- Full name: Claire Ann Boyce
- Born: April 25, 1995 (age 31) St Louis, Missouri
- Height: 167.6 cm (5 ft 6 in)

Gymnastics career
- Discipline: Women's artistic gymnastics
- College team: Florida Gators
- Club: Texas Dreams
- Head coach: Jenny Rowland
- Former coaches: Rhonda Faehn Kim Zmeskal

= Claire Boyce =

American artistic gymnast

Claire Ann Boyce (born April 25, 1995, in St Louis, Missouri) is a retired American collegiate artistic gymnast. She competed for the Florida Gators women's gymnastics team from 2013 to 2017.

== Early life ==
Claire Ann Boyce was born on April 25, 1995, in St Louis, Missouri, to parents, David and Kimberly Boyce. She has two brothers, Brian and Luke. She started gymnastics classes at the age of two and a half, in 1998, at Great American Gymnastics Express. Later, she moved to Diamond Gymnastics and then, in 2005, at the age of ten, she moved to Edmond, Oklahoma, and started training at Dynamo Gymnastics. A year later, Boyce was fourth at the 2006 Level 9 Westerns.

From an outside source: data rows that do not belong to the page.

PR #953, opened 2017-07-18
consistently use "is present" over "was supplied", "was provided", and other alternatives

michaelficarra:
There were 4 occurrences of "was provided" and 14 occurrences of "was supplied", so I went with the latter.

Unfortunately, there's still 23 occurrences of "is provided" and 13 occurrences of "is supplied". 😕 Not sure what to do there.

### DIFF
--- a/spec.html
+++ b/spec.html
@@ -3257,7 +3257,7 @@
       <emu-alg>
         1. Assert: _input_ is an ECMAScript language value.
         1. If Type(_input_) is Object, then
-          1. If _PreferredType_ was not passed, let _hint_ be `"default"`.
+          1. If _PreferredType_ is not present, let _hint_ be `"default"`.
           1. Else if _PreferredType_ is hint String, let _hint_ be `"string"`.
           1. Else _PreferredType_ is hint Number, let _hint_ be `"number"`.
           1. Let _exoticToPrim_ be ? GetMethod(_input_, @@toPrimitive).
@@ -4443,7 +4443,7 @@
       <h1>Call ( _F_, _V_ [ , _argumentsList_ ] )</h1>
       <p>The abstract operation Call is used to call the [[Call]] internal method of a function object. The operation is called with arguments _F_, _V_, and optionally _argumentsList_ where _F_ is the function object, _V_ is an ECMAScript language value that is the *this* value of the [[Call]], and _argumentsList_ is the value passed to the corresponding argument of the internal method. If _argumentsList_ is not present, a new empty List is used as its value. This abstract operation performs the following steps:</p>
       <emu-alg>
-        1. If _argumentsList_ was not passed, set _argumentsList_ to a new empty List.
+        1. If _argumentsList_ is not present, set _argumentsList_ to a new empty List.
         1. If IsCallable(_F_) is *false*, throw a *TypeError* exception.
         1. Return ? _F_.[[Call]](_V_, _argumentsList_).
       </emu-alg>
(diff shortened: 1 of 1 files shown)


ljharb:
I think we should make them all be "provided" or "supplied".

Since there's 27 occurrences of each, I think we just get to make a decision. "Provided" feels more correct to me, but I don't feel strongly.

mathiasbynens:
Slight preference towards “provided” here as well.

jmdyck:
The spec also uses "passed" in many of the same contexts as "provided" and "supplied".

Also "specified" (e.g. `If _month_ is not specified` in `Date.prototype.setFullYear`).

And occasionally "present" (e.g., `If _initialValue_ is present` in `Array.prototype.reduce`).

In the programming world in general, when you're talking about a function call, I think "pass" is the verb most commonly used to describe what's happening with the arguments -- the arguments are being passed to the function. So here, I'd probably prefer "passed".

(And if anyone cares about tense ["is passed" vs. "was passed"], I'd prefer past tense within the body of an algorithm. In the preamble to an algorithm, either could work.)

Conceivably, we could distinguish between (i.e., choose to use different verbs for) spec operations and built-in functions, since the parameter-passing semantics are different, but I'm not sure that would be useful.

michaelficarra:
"is present" is used 73 times (some of which refer to properties, but I think that's okay). I strongly prefer this declarative description to all of the above forms. I'll update the PR to normalise on "is present".

michaelficarra:
Alright, done. I've left some occurrences of the other forms in notes and other prose. All occurences in algorithms use the "is present" terminology.

bterlson:
Very nice!

jmdyck:
[I started this comment before the PR was merged, hence some no-longer-appropriate tenses.] 

Currently, the spec has about 148 occurrences of 'present' as an adjective (e.g. `(is|are|were) [not] present`). I've divided them in 13 usages:

     67 optional child of node
     33 parameter of built-in function
     16 field in property descriptor
      8 parameter of abstract op
      8 element in array
      4 grammar param in production
      3 property in object
      2 substring in string
      2 object in list
      2 error in source text
      1 value in set object
      1 kv pair in map object
      1 debugger in env

This PR would increase the counts for `parameter of built-in function` and `parameter of abstract op`.

The spec has about 113 occurrences of "passed". All but one are talking about passing some kind of value to some kind of function-y thing:

     79 passed to an ECMAScript function
     31 passed to a spec operation (abstract op or syntax-directed op)
      2 passed to an internal method
      1 "hours that have passed since midnight"

Note that this PR changes only about 17 of these, so there would still be lots of uses of "passed".

So: we have a distinct concept (parameter-passing) for which we're already using a distinct term ("passed"), which is used for almost no other purpose. Given that, it seems counter-productive to change some of those uses to a term ("present") which is used for several other purposes.

We'd be better off going in the other direction: changing the parameter-passing uses of "present" (and "supplied" and "provided" and "specified") to "passed".

bterlson:
@jmdyck you make a convincing argument in favor of aligning on "passed" when talking about parameters as it leaves "present" for the other cases.

@michaelficarra would you be opposed to going in the other direction? Would also imply using past tense I think.

michaelficarra:
@bterlson The reason I felt "is present" was so obviously correct is that it is talking about the current state of things in a declarative manner. Using the "was passed" terminology makes me think about how we got to this point instead of where we are right now. I think it's fine that we talk about how values are "passed" to functions and spec operations, but once inside them, talk about the state of the world as can be seen from that invocation: "is present" or more informally "I have a".

**tl;dr** It's not the end of the world, but I still think the current text (as of merging this PR) is best.

jmdyck:
I'm not sure "declarative" is important, as the spec algorithms are fairly non-declarative, but I do have some sympathy for using terminology that talks about the current state of things, rather than what happened in the past. Even so, I personally don't think `is present` is a good choice. To my way of thinking, the parameter _per se_ is always 'present' (it's 'in scope') -- instead, the question is whether it has a value bound to it (had a value bound to it at invocation time). So, say, `is bound` or `is set` would be better on that score, though they might be somewhat problematic for other reasons.

More pragmatically, I doubt we're going to get away from using "what happened in the past" terminology, e.g. in `the number of arguments passed to this function call`.

But I'm okay to leave it as-is (for now, at least), and see if anyone else has an opinion.

michaelficarra:
> More pragmatically, I doubt we're going to get away from using "what happened in the past" terminology, e.g. in `the number of arguments passed to this function call`.

I think "the number of realised parameters" is a declarative description that works for that case.

jmdyck:
So then would you say `If _param_ is realized, ...` ?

== Club gymnastics career ==

=== 2007–09 Level 10 career, Junior International Elite at GAGE ===
Claire transitioned to Level 10 for the 2007 season; at the age of eleven. She was sixth at States and second at Regionals during the season. At Nationals, she placed fifth in the all-around. Boyce qualified to Junior International Elite status at the May National Elite Qualifier at the Karolyi Ranch. Later in the month, Boyce participated at the American Classic which was, again, held at the Karolyi Ranch. She placed fifth.

In March 2008, Claire's family moved back to Kansas City and so therefore, she started training at Great American Gymnastics Express again. In 2009, Boyce qualified to Junior International Elite status at the Palm Beach Invitational. Boyce won floor at the American Classic. Later, at the U.S. Classic, Claire finished twenty-second in the all-around. She earned a qualification spot to U.S. Nationals. At Nationals, Boyce finished seventeenth after two days of competition. In addition, she placed fourth on floor exercise; missing the bronze medal by just 0.050 points.

=== 2010–11: International Elite career at Texas Dreams ===
On March 2, 2010, her personal website announced that she had moved to Texas Dreams Gymnastics in Coppell, Texas, training under Chris and Kim Zmeskal-Burdette. In June, she participated in the Arizona Elite Qualifier and finished second in the all-around; tying with Jaclyn McCartin. A month later, Boyce competed at the National Elite Qualifier but competed only two events. At the CoverGirl Classic, Boyce placed tenth in the all-around. Her performances at the previous Arizona Elite Qualifier had secured her a qualification spot to Nationals already. At Nationals, following a rough competition, Boyce was twenty-seventh in the all-around.

Early in the season, Boyce was fourth at the Texas Prime Meet. Later, she finished second in the WOGA Classic. In June, she won the Disney National Elite Qualifier and advanced to Senior International Elite status but, however, she was sidelined for most of the season with a back injury. On September 14, 2011, CollegeGymFans.com announced her verbal commitment to the University of Florida and the Florida Gators women's gymnastics team.

=== 2012–13: Level 10 career ===
After struggling with back issues, Claire decided to drop down to Level 10 for both the 2012 and 2013 seasons. In 2012, she was third at States and second at Regionals. At Nationals, she was the all-around champion for the Senior A division. On November 12, 2012, Claire signed the National Letter of Intent to the Florida Gators program. In 2013, she competed two invitationals but didn't compete once during the Championship season.